§ Instructions to follow: Filter the entries for the word "which". Copy each line that has it.
--- START ---
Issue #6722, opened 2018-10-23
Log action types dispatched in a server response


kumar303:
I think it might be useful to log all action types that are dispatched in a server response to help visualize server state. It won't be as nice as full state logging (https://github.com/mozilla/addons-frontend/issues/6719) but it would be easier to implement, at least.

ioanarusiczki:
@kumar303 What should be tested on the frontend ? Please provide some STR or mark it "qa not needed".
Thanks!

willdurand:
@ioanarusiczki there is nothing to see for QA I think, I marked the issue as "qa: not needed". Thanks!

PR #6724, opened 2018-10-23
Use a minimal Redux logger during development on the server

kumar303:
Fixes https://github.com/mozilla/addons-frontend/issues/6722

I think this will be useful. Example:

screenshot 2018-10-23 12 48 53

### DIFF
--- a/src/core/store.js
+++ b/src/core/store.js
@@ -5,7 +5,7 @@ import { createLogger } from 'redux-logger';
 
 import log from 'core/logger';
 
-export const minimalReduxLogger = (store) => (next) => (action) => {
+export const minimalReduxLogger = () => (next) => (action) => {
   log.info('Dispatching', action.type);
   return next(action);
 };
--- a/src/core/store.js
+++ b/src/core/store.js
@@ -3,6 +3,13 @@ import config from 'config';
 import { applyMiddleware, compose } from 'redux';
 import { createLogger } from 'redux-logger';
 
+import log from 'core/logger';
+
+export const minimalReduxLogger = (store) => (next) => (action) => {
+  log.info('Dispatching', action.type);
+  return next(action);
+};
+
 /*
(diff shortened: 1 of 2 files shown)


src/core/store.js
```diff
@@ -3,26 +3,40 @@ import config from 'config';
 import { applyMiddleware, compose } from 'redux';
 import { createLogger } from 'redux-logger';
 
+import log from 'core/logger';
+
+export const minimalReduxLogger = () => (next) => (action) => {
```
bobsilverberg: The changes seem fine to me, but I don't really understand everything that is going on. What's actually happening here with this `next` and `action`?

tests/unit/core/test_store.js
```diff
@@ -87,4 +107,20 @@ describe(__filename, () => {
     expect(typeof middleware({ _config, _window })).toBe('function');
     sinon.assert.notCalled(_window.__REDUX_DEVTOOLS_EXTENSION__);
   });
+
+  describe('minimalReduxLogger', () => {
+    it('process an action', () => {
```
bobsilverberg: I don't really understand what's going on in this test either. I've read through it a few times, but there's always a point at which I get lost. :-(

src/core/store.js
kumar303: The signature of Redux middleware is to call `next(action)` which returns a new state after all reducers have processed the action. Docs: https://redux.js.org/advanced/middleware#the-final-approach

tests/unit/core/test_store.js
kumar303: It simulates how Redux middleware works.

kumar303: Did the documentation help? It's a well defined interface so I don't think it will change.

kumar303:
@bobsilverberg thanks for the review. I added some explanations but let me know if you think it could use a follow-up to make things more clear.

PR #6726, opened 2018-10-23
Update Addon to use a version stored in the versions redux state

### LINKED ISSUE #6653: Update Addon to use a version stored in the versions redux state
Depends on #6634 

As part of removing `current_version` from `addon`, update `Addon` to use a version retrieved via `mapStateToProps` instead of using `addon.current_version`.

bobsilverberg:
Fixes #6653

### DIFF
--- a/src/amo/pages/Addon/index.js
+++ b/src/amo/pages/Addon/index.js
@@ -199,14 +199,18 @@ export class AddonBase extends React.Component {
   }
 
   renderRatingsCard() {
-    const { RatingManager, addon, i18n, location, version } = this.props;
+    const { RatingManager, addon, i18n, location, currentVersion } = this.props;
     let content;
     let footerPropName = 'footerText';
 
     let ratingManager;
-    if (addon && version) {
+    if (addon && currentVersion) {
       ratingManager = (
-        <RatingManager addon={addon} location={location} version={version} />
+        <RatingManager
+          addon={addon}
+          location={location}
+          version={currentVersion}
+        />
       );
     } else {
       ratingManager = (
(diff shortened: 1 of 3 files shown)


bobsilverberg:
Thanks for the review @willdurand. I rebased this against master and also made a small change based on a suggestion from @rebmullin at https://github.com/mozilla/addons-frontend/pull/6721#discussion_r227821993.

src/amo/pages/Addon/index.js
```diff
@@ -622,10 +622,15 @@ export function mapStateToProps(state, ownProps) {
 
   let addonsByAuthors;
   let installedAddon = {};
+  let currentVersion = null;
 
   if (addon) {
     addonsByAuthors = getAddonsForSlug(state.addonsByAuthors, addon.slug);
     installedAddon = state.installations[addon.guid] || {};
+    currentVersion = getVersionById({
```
--- END ---
§ Completed exercise:
bobsilverberg: I don't really understand what's going on in this test either. I've read through it a few times, but there's always a point at which I get lost. :-(
kumar303: The signature of Redux middleware is to call `next(action)` which returns a new state after all reducers have processed the action. Docs: https://redux.js.org/advanced/middleware#the-final-approach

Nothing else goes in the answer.